Items listed in a dataset:
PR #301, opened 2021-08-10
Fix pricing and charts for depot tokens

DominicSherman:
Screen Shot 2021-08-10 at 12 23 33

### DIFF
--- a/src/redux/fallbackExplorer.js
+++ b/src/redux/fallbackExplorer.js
==
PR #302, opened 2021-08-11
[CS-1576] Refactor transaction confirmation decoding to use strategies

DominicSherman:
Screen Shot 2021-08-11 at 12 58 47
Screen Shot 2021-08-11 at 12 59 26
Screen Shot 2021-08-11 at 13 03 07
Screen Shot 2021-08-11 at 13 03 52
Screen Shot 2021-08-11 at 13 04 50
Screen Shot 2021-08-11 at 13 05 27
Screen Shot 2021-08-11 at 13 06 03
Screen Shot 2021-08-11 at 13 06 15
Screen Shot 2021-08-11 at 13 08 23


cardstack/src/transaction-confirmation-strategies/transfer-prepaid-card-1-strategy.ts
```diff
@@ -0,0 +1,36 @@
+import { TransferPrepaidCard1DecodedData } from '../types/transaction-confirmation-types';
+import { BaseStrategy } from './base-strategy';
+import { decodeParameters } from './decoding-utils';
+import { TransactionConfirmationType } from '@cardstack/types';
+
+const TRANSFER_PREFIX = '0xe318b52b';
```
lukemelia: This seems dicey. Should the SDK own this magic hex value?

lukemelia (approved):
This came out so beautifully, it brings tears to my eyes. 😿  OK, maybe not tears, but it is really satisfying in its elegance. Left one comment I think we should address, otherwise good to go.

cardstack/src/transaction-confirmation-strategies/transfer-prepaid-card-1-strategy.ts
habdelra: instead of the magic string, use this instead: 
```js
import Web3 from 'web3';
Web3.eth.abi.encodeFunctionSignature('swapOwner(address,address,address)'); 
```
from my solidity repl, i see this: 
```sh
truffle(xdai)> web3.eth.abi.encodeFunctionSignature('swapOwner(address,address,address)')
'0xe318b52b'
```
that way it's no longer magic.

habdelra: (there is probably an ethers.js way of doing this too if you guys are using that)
---
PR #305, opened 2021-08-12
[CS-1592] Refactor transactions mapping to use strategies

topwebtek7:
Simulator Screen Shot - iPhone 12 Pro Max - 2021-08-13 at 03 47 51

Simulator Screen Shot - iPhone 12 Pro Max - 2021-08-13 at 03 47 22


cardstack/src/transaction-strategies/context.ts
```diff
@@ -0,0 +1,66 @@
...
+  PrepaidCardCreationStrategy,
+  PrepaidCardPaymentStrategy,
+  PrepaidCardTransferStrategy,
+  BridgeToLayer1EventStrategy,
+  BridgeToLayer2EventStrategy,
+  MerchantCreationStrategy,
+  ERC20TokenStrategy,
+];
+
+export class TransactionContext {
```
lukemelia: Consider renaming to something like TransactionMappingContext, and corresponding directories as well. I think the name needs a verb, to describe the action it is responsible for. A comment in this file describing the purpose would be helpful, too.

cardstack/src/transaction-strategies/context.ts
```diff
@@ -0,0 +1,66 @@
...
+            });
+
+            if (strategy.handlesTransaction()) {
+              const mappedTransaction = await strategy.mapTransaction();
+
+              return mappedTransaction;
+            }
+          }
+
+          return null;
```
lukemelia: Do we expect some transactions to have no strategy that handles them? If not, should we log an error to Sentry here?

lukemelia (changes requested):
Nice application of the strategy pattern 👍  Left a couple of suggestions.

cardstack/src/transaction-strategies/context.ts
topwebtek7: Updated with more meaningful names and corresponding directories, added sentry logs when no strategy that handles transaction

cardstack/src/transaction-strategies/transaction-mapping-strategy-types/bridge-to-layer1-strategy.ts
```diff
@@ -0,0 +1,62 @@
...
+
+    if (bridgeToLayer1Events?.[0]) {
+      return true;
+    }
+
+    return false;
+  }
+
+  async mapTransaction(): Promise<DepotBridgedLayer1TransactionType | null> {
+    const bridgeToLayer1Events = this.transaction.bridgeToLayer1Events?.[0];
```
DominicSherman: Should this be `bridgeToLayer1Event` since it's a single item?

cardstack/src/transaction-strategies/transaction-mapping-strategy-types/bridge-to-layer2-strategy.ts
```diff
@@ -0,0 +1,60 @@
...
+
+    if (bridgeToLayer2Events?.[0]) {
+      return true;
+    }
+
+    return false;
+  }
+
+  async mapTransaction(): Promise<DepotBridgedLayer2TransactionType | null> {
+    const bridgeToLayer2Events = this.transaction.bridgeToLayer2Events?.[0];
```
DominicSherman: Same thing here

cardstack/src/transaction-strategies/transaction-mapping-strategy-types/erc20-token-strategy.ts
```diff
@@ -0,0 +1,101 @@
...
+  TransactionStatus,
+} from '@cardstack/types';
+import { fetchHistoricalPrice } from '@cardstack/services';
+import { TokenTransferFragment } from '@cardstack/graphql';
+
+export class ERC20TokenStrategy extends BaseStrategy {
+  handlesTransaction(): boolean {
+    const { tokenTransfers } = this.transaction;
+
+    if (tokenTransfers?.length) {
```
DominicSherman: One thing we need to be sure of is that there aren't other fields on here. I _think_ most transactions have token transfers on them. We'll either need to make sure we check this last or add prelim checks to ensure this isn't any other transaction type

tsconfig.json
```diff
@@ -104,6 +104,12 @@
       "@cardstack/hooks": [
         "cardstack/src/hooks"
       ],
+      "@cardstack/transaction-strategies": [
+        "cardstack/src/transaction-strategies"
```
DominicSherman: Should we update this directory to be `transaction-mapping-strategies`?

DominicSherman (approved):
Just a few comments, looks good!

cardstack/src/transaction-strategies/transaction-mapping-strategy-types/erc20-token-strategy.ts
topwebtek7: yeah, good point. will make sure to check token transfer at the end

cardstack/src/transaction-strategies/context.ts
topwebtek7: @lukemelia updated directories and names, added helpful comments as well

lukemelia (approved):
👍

Task:
Each line of the data that has the string "Refactor" counts once; give the total and nothing else.

Response box:
2